WHAT IS BEING ASKED
Using the listing below, print exactly everything from the line with "Good stuff!" down to the line with "Thank you for merging", both included, and nothing more.

DATA EXCERPTS
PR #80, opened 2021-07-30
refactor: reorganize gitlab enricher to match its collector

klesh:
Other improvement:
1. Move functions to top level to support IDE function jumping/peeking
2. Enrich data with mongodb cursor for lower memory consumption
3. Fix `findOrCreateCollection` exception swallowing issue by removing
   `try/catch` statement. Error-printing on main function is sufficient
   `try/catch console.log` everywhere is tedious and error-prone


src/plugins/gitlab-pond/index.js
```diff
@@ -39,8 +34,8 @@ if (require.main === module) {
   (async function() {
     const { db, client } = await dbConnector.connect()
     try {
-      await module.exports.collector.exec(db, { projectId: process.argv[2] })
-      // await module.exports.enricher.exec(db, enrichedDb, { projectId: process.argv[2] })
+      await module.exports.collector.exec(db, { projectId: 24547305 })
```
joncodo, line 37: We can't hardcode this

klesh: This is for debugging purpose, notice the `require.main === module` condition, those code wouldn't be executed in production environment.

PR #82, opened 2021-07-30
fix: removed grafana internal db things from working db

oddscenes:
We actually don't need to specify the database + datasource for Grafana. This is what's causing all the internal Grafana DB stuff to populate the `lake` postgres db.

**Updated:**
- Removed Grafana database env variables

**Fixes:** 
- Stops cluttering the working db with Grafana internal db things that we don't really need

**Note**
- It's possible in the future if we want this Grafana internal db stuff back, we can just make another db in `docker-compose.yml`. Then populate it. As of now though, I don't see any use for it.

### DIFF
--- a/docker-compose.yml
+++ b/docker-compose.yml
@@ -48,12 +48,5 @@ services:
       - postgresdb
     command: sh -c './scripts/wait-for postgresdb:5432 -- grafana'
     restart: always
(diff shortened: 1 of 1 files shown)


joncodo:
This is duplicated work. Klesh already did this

--

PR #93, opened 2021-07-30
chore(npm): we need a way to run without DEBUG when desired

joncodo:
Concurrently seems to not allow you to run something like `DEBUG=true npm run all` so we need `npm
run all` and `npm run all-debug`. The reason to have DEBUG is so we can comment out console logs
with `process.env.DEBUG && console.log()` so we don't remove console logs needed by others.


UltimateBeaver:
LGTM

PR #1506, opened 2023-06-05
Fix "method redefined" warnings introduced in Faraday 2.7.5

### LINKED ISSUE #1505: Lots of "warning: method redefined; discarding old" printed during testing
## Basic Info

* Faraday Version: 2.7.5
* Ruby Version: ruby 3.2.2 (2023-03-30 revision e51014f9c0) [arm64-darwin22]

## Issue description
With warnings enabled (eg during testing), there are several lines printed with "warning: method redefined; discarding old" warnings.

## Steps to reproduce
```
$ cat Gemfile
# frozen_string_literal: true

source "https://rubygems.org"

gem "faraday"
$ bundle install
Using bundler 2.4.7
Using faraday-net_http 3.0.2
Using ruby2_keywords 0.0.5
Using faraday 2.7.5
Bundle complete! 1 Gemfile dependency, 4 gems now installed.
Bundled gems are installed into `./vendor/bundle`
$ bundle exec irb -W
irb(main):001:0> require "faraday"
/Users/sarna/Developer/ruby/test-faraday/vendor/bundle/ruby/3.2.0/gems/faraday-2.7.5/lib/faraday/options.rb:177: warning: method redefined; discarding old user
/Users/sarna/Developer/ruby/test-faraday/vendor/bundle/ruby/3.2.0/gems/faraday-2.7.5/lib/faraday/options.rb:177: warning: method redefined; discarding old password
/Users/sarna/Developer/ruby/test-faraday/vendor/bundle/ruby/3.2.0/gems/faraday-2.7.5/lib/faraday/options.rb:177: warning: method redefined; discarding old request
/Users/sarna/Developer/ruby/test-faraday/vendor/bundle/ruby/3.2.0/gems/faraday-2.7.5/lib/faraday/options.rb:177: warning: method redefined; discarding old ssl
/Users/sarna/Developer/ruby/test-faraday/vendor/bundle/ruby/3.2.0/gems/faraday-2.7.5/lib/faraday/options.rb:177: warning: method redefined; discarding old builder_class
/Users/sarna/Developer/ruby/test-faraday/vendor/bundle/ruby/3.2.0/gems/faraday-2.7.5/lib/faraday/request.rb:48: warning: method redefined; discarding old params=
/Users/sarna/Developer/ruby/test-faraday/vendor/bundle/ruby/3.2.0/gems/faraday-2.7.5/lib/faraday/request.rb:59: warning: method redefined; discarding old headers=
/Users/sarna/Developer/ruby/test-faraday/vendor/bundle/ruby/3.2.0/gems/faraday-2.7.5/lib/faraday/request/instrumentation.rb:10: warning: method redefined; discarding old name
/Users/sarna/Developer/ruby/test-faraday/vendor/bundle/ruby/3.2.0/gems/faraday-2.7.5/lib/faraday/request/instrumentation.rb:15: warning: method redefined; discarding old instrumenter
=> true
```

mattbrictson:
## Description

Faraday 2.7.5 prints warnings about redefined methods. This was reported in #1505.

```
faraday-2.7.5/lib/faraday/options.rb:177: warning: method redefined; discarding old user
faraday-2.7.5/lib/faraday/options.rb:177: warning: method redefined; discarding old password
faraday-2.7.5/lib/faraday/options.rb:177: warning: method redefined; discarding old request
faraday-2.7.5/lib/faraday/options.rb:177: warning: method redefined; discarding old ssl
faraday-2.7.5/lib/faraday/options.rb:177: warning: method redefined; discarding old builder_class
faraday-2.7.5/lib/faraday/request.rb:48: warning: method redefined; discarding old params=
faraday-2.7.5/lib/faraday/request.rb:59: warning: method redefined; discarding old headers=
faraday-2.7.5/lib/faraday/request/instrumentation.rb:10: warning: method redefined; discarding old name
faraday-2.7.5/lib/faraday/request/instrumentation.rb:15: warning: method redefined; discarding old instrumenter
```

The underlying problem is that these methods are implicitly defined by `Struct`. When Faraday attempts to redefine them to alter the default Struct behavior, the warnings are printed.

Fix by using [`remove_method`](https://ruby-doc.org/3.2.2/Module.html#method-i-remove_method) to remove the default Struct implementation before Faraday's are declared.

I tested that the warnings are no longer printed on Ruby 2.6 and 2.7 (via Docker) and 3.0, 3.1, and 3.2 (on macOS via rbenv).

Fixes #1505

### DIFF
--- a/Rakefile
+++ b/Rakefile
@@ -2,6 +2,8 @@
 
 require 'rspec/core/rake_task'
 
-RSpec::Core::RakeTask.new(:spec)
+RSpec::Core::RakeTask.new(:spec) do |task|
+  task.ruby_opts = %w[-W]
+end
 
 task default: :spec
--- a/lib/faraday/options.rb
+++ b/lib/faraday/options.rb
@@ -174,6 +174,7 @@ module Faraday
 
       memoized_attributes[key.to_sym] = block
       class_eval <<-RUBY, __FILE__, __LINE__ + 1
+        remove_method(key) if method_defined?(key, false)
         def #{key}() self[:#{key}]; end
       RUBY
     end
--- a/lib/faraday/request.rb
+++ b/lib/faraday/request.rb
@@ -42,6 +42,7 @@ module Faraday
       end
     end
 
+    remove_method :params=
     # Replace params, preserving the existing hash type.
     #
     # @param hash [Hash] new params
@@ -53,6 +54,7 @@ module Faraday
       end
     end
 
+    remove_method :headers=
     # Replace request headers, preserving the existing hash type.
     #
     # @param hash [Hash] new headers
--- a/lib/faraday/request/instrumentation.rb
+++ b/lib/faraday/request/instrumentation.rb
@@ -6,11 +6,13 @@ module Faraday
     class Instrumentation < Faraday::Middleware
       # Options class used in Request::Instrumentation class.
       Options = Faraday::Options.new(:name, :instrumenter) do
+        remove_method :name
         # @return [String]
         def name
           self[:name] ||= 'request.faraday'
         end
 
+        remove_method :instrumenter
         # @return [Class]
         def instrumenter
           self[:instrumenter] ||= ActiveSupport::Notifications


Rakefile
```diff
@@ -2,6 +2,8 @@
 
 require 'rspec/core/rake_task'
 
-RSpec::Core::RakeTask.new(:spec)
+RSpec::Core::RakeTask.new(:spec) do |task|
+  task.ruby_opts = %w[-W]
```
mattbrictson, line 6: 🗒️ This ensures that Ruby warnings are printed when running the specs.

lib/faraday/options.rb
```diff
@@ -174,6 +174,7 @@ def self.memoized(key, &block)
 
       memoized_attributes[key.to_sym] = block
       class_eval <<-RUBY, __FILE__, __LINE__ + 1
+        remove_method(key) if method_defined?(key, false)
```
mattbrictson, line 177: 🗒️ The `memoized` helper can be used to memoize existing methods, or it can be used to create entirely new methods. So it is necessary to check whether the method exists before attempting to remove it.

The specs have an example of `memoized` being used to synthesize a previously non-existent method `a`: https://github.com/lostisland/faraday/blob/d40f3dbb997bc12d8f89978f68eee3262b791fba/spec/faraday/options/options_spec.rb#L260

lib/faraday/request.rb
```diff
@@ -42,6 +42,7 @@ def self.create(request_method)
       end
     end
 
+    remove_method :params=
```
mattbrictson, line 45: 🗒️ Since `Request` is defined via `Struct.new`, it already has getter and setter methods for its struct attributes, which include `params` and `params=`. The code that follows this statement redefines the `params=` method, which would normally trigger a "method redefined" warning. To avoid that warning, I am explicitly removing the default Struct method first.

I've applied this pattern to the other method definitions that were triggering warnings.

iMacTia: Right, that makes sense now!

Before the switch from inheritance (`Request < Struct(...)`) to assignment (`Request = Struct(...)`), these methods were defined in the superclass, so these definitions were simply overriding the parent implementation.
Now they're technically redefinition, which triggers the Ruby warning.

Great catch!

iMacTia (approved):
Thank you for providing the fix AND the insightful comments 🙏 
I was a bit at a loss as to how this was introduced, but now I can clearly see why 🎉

==

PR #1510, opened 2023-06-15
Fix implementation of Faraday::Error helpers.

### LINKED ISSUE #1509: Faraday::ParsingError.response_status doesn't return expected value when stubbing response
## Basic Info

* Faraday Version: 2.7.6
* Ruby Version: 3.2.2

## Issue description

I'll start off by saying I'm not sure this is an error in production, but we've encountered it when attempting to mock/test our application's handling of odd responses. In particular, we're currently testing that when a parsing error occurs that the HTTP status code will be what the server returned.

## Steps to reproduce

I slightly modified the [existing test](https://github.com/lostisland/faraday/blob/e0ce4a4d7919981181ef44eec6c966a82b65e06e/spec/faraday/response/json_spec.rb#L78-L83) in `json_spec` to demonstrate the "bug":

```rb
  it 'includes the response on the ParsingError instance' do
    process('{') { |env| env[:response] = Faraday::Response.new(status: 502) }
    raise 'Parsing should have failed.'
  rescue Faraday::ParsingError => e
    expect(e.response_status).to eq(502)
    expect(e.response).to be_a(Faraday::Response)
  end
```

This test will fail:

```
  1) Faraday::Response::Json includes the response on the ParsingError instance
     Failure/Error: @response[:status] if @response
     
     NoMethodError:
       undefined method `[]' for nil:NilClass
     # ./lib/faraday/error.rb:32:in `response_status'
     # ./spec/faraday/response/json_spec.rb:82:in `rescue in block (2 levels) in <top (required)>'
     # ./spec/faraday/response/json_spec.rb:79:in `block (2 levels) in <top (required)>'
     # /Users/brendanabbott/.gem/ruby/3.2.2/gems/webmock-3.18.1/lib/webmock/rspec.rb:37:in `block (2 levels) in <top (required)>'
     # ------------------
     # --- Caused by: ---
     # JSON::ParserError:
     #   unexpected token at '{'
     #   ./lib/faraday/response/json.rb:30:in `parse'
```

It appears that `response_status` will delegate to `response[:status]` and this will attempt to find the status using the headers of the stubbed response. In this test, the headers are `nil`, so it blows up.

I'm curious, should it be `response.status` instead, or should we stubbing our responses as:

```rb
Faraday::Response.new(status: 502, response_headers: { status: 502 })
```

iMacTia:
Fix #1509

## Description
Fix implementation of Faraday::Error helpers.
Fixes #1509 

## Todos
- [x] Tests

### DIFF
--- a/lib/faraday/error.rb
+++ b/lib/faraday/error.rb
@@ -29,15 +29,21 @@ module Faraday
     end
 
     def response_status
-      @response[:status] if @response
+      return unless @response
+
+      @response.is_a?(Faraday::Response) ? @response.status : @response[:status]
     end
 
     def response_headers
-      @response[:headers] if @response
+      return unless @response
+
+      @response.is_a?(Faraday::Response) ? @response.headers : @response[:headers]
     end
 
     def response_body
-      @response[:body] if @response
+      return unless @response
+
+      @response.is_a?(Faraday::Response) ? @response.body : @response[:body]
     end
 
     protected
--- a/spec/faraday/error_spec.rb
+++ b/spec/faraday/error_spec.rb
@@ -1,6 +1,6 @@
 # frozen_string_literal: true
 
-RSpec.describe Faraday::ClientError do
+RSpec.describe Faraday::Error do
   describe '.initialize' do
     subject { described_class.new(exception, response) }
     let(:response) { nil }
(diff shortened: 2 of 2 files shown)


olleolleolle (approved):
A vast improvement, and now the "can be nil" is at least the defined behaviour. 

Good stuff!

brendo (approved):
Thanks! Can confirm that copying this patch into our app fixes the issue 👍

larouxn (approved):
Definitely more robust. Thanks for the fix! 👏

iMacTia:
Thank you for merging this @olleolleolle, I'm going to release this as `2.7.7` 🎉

RESPONSE AREA
Good stuff!

brendo (approved):
Thanks! Can confirm that copying this patch into our app fixes the issue 👍

larouxn (approved):
Definitely more robust. Thanks for the fix! 👏

iMacTia:
Thank you for merging this @olleolleolle, I'm going to release this as `2.7.7` 🎉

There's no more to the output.